Des portions du secteur sud-ouest, jadis submergées par la mer de Tyrrell, sont couvertes d’argile marine. Le sol continuerait de réagir au retrait millénaire des glaces : selon les scientifiques qui l’auscultent, il s’élève de près de 1 cm par année. L’époque glaciaire continue d’influencer le paysage actuel de bien des façons. La route qui mène à la Baie-James serpente bizarrement à travers un territoire pourtant plat et nue serait-ce l’ouvrage extravagant d’un ingénieur farfelu? On a simplement et prudemment posé le bitume sur l’assise solide des dépôts glaciaires épars, au milieu des tourbières. La Baie-James doit encore à la dernière glaciation des innombrables marais, lacs et rivières du réseau hydrologique qui submerge environ 15% de la région.

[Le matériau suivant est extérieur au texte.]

Issue #6934, opened 2026-09-06
The watcher's event boundary reads only the ROOT .gitignore — nested .gitignore, .grafelignore and both #6922 exclude sources are invisible to it, so it disagrees with the walker in both directions


cajasmota:
Found while fixing #6931 / #6922 (PR #6933). Reported, not fixed there — it is a different seam: the walker builds an `IgnoreStack` as it descends, the watcher caches one parsed file per repo in `loadRepoIgnoreState`.

## What the watcher's event boundary consults

`ShouldSkipPathForRepo` (`internal/daemon/watch/skip.go:229`) applies **only** `<repo>/.gitignore`, loaded once by `loadRepoIgnoreState` (`internal/daemon/watch/gitignore.go:64`). After PR #6933 the walker applies four things the watcher still does not:

1. **Nested `.gitignore` files.** A rule in `pkg/sub/.gitignore` — including a negation that *un*-ignores a path the root ignores — is invisible to the event boundary.
2. **`.grafelignore`**, at any level, including the inherited-ancestor form `walk.inheritedGrafelIgnores` handles.
3. **`.git/info/exclude`** (#6922).
4. **`core.excludesFile`** (#6922).

For 1 and 2 the watcher is the *stricter* observer (it can drop an event for a path a child `.gitignore` re-includes); for 3 and 4 it is the *looser* one (it arms a reindex for a path the walker will not index). Both directions are a walker/watcher disagreement.

## A second, smaller one: `dirOnly` over-match

`ShouldSkipPathForRepo` calls `MatchDir` on every prefix of the path **including the full path**, i.e. it asks the file question with `isDir=true`. PR #6933 added `IgnoreFile.MatchPath(rel, isDir)` precisely because a trailing-slash rule (`build/`) must match a directory named `build` and never a *file* named `build`. At the event boundary a file named `build` in a repo whose `.gitignore` says `build/` is therefore dropped, where git and (now) the walker keep it.

Not trivially fixable by passing `isDir=false`: the boundary sees paths from fsnotify events, including removals, so it cannot always stat the path to learn its kind. Whether to stat, to assume "file" for the last segment and "dir" for every prefix, or to leave it is a design question, not a one-liner.

## Practical size — not measured

Unknown. The consequence of 1/2 is a **missed reindex** (a dropped event for a file the walker does index), which is the silent class #6932 catalogues. The consequence of 3/4 is wasted reindex churn, which is loud and self-correcting. No corpus count was taken.

[...]

Issue #1629, opened 2026-05-22
indexer: walker indexes junk (.windsurf, assets/images/*.png, docs, metro.config) — skip non-source/asset/generated dirs


cajasmota:
Owner: indexing is slow/bloated because the file walker indexes non-source noise — the per-module progress showed it processing `.windsurf/skills/*.md`, `assets/images/icon-dark.png`, `docs/*.md` (generated), `metro.config.js`, etc. (528 "files" for core-mobile, mostly junk). FIX the candidate-file discovery to SKIP: tool/agent dirs (.windsurf, .github, .vscode, .idea), asset/binary dirs + files (assets/, images/, *.png/*.jpg/*.svg/*.ico/fonts), generated docs (the docs/ dir — esp. now that docs move to the daemon store), build output (dist/build/out/.next/coverage), deps (node_modules/.venv/vendor) — index only real source. Reduces index time + graph noise. Coordinate with #1626 (both touch cmd/archigraph/index.go discovery) — sequence AFTER #1626. ACCEPTANCE: re-indexing a repo discovers only source files (no pngs/.windsurf/generated-docs), index is faster + smaller.

PR #6951, opened 2026-09-07
fix(#6946): `.github` was on the walker's pre-ignore skip list, so every GitHub Actions rule was dead on a real repo — measured the blast radius, then un-skipped

### LINKED ISSUE #6946: Every GitHub Actions rule in the engine is unreachable on a real repo: `.github` is on the walker's hard-coded skip list
Every GitHub Actions rule in the engine is unreachable on a real repo: `.github` is on the walker's hard-coded skip list

Found while measuring the GitHub Actions arm of #6927.

`internal/daemon/walk/walker.go` lists `".github"` in `hardcodedSkipDirs` (the "tool / agent dirs"
group, issue #1629), and `hardcodedSkip` skips the directory outright. So no file under
`.github/` is ever walked, and therefore never classified, never handed to `Detect`, and never
reaches the yaml extractor.

That makes the whole GitHub Actions rule set dead on any repo that stores its workflows where
GitHub requires them to be:

* `internal/engine/rules/cicd/frameworks/github_actions.yaml` `file_conventions` declares
  `.github/workflows/*.yml`, `.github/workflows/*.yaml` and `.github/actions/*/action.yml` —
  three globs that can never match a walked path.
* All eleven `source_patterns` in that file, and the structured workflow extractor in
  `internal/extractors/yaml`, only ever see workflow YAML that happens to live somewhere else
  (GitHub's own `starter-workflows` repo is such a layout; a normal repo is not).

## Measured, not read

Two byte-identical workflow files, one at `src/.github/workflows/probe.yml` and one at
`src/ci/workflows/probe.yml`, indexed through `grafel quality`:

```
grafel: discovered 1 candidate files in .../probe-dotgithub/src
grafel: processed=1 extracted=1 skipped=0 failed=0
```

One, not two. The `.github/` copy was not discovered.

## Why this matters beyond GitHub Actions

`.gitlab` and `.circleci` are on the same list, so the same argument applies to any rules targeting
those. The list's stated rationale is "checked-in tool-config noise that is not source and should
never enter the graph" — which is a defensible call for `.claude` or `.vscode`, but CI pipeline
definitions are exactly the kind of architecture the graph claims to model (this repo's own
`vera_scope` for GitHub Actions is "Service (pipeline as Service, job as Operation)").

## Not established

* Whether the exclusion was deliberate for CI dirs specifically, or inherited wholesale from the
  #1629 tool-dir sweep.
* The right fix. Options: drop `.github`/`.gitlab`/`.circleci` from `hardcodedSkipDirs`; or keep the
  directory skipped but carve out `workflows/` and `actions/`; or leave the skip and delete the
  unreachable rules and globs so the coverage figures stop counting them.
* The blast radius of un-skipping: `.github/` also holds issue templates, `dependabot.yml`,
  `CODEOWNERS` and markdown, which is presumably what the skip was protecting the graph from.

Refs #6927, #1629.

cajasmota:
`hardcodedSkip` runs at walker.go:214, BEFORE the ignore stack, so `.github` on
`hardcodedSkipDirs` is not a default a repo can undo — it is an unconditional
erasure. Every `source_pattern` in
internal/engine/rules/cicd/frameworks/github_actions.yaml, and its three
`.github/...` file_conventions globs, were unreachable on any repo that stores
its workflows where GitHub requires them. Same for `.gitlab` and `.circleci`.

Measured first, because un-skipping changes what EVERY repo indexes, and the
primary consumer is concurrent MCP agents on a 16GB machine.

## Blast radius

58 corpus repos in ~/Projects/archigraph-corpora + this repo. Walk-level from a
`walk.WalkRepo` harness; entity-level end-to-end with `grafel quality` on
rsync'd copies, base binary vs un-skipped binary, isolated HOME/GRAFEL_HOME.

  walked files      31279 -> 31468   (+189, +0.60%)
  repos affected    30 of 59; 29 have no CI dir on disk at all (several are
                    sparse checkouts, where Layer 5 would drop the tree anyway)
  content           189 files / 277KB: 121 .yml, 21 .yaml, 38 .md,
                    5 extensionless, 2 .tpl, 1 .sh, 1 .json

`.gitlab` was measured on NOTHING. The corpus contains zero `.gitlab/`
directories, so these numbers cover `.github` plus three `.circleci` files. The
`.gitlab` un-skip is graded only by the synthetic walker test. It is the same
argument — a pipeline definition is architecture — but it is an argument, not a
measurement, and should not be read as covered by the figures above.

  entities, base -> un-skipped:
    django             87897 -> 88313  (+0.47%),  rels +690 (+0.08%)
    apollo-server      11551 -> 11617  (+0.57%)
    gin                 3967 ->  4091  (+3.1%)
    starter-workflows   3745 ->  3861  (+3.1%)
    flask               3261 ->  3354  (+2.9%)
    click               2421 ->  2513  (+3.8%)
    terraform-aws-vpc   2091 ->  2185  (+4.5%)
    requests            1723 ->  1894  (+9.9%)
    express             1663 ->  1798  (+8.1%)
    spring-petclinic     934 ->   991  (+6.1%)
    dart-samples         736 ->   897  (+21.9%, one 56KB workflow)
    tide                 307 ->   371  (+20.8%)

### Cost

The load-bearing figure is structural, not a timing run: django's `.github` is
43,365 bytes against 27.7MB of .py/.html/.txt/.js source — 0.16% of the source
bytes fed to the extractors. Cost here is linear in bytes walked, so the
expected peak-RSS delta is below the floor of any single measurement by
construction.

The observed peak RSS on django (`/usr/bin/time -l`, n=1) was 2058MB base ->
2047MB un-skipped. That is consistent with no cost and rules out a large
regression; it cannot establish "free". macOS max-RSS counts MADV_FREE pages,
so it is an upper bound rather than a footprint, and n=1 carries no variance
estimate. Read it as a ceiling, and the 0.16% as the reason.

### Outliers

"No outlier" holds for directory SIZE: largest `.github` is django's at 24
files / 43KB, largest single file is `dart-samples/.github/workflows/dart.yml`
at 56KB. It does NOT hold for entity YIELD, and the outlier is at the small end,
not the large one: dart-samples +21.9% and tide +20.8%, the former from that one
56KB workflow. A single oversized workflow moves a small repo's entity mix by a
fifth — and #6932's RSS-constrained container case is a small-repo case.

The untested mega-repo end (a kubernetes-scale `.github` of ~100 workflows) is
acceptable rather than merely unmeasured: cost is linear in bytes and a big
repo's source tree grows faster than its CI config, so the ratio only improves.

### Signal ratio, both denominators

By ENTITY yield, 83% of requests' +170 and 69% of tide's +64 come from
`.github/workflows/*`, as Service / Task / SCOPE.Operation / SCOPE.ScheduledJob.
By FILE count the split is much worse: only 90 of the 164 corpus `.github`
files (55%) live under `workflows/` or `actions/`; 74 are issue/PR templates,
FUNDING.yml and markdown. Notably the un-skip re-admits this repo's own
`.github/copilot-instructions.md` — a file `internal/install/rulesfiles`
GENERATES as tool config, i.e. exactly the #1629 class the skip list exists for.
Trimming that tail needs no new mechanism (a basename entry for
`ISSUE_TEMPLATE` plus a loose-`.md` rule removes 29% of the addition in two
lines); filed as #6954 rather than done here.

## Why option 1 and not the alternatives

  - Option 2 (walk only `.github/workflows` + `.github/actions`) is feasible —
    every call site already holds the full path — but costs one new
    `IsHardcodedSkipPath(rel)`, a change at each of four sites in walk, watch
    (x2) and sched, plus a genuine file-level rule, since `hardcodedSkip` only
    returns SkipDir for directories. #6954's two basename rules capture most of
    the benefit for none of that, and should be tried first.
  - Option 3 (leave the skip, retarget the globs) makes the rules fire on files
    stored in the WRONG place while still never seeing the real ones. It is now
    graded (M3 below) rather than merely rejected in prose.

## Grading, both directions

  - internal/daemon/walk/ci_dirs_6946_test.go — the three CI dirs are walked;
    the tool-agent dirs and node_modules must still be skipped; IsHardcodedSkip
    agrees with the walker in both directions. A second test pins that an
    un-skipped dir is still governed by .grafelignore, with .circleci as the
    negative control.
  - internal/daemon/watch/ci_dirs_parity_6946_test.go — ShouldSkipDir /
    ShouldSkipPath must not drop these three. `watch.SkipDirs` is a genuine
    SECOND hand-maintained copy of the skip names, consulted BEFORE the
    delegation to walk.IsHardcodedSkip; until this test the walker/watcher
    parity this PR asserts held only by luck.
  - cmd/grafel/ci_dirs_stale_parity_6946_test.go — the THIRD copy,
    shouldSkipDirForStale ("keep in sync with watch.ShouldSkipDir"), same rows.
  - internal/engine/github_actions_reachable_6946_test.go — grades both axes:
    every declared file_conventions glob must match a path walk.WalkRepo
    actually emits for a standard GitHub layout (reachability), and must NOT
    match ordinary YAML at paths GitHub never reads (specificity). Neither
    axis alone catches anything: matchesFile was always true for the real
    globs, and a glob of `*.yml` reaches everything.

## Mutants

Each edit's occurrence count asserted; baseline verified green immediately
before each score; restored by cp + shasum.

  M1  re-add the three dirs to hardcodedSkipDirs                      -> DEAD
  M2  glob -> "workflows/*.yml"                                       -> DEAD
  M3  globs -> "*.yml" / "*.yaml"; matchesFile falls back to a BASENAME
      match for slash-free globs, so every .yml in the repo becomes a
      GHA Config — option 3 in a spelling neither the issue nor I named
      -> ALIVE against the first version of the engine test (green on
      walk, engine, quality, extractors and cmd/grafel). Added the decoy
      rows; re-scored DEAD.
  M6  add the three names to watch.SkipDirs — reproduces #6934 exactly:
      walker indexes the dir, watcher never re-indexes it on change
      -> ALIVE against everything in the first push (green on walk,
      watch, sched, engine). Added the parity tests; re-scored DEAD.

M1/M2 were scored by me, M3/M6 by the adversarial review of #6951.

## Verification

go test -count=1 green on internal/daemon/walk, internal/daemon/watch,
internal/daemon/sched, internal/engine, internal/quality, internal/extractors
and ./cmd/grafel (the graph digest pin did NOT move). gofmt and go vet clean.

The extraction ratchet did not move either — and that is a finding, not a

Dans cette contré rude et giboyeuse, les Cris se sont établis il y a plusieurs milliers d’années. Chasseurs et longtemps nomades, ils gèrent aujourd’hui neuf villages dispersés le long de la côte et à l’intérieur du territoire qui jouxte les étendues exclusivement réservées à leurs activités de chasse et de pêche.
Les Cris prospéraient depuis des millénaires dans cette baie que les premiers explorateurs européens n’ont découverte qu’au XVIIe siècle. À bord du navire Nonsuch, offert par la cour britannique aux deux aventuriers français Pierre-Esprit Radisson et Médart Chouart des Groseillers, ceux-ci jettent l »ancre au sud de la baie. Ils y érigent Fort Charles, aujourd’hui Waskaganish, et récoltent une pleine cargaison de pelleteries. Deux ans plus tard, en 1670, le roi Charles II octroie une charte à la Company of Adventurers of England Trading into Hudson’s Bay, loin de se douter, à l’époque, que ladite compagnie existerait toujours aujourd’hui. Au cours des deux siècles suivants, la traite des fourrures prospère. À son déclin, les trappeurs se feront prospecteurs et l’exploitation minière prendra son essor dans la seconde moitié du XXe siècle. On y verra l’industrie forestière se développer au détour des années 1960.
Des vestiges de ces différentes activités ont subsisté. D’anciens postes de traite entretiennent plaisamment la mémoire d’aventuriers depuis longtemps disparus; mais les blessures infligées au sol par la coupe du bois et l’extraction du minerai n’ont rien de réjouissant pour l’œil.
(Source : Rivières du Québec, Découverte d’une richesse patrimoniale et naturelle. Par Annie Mercier et Jean-François Hamel. Les éditions de l’Homme, une division du groupe Sogides).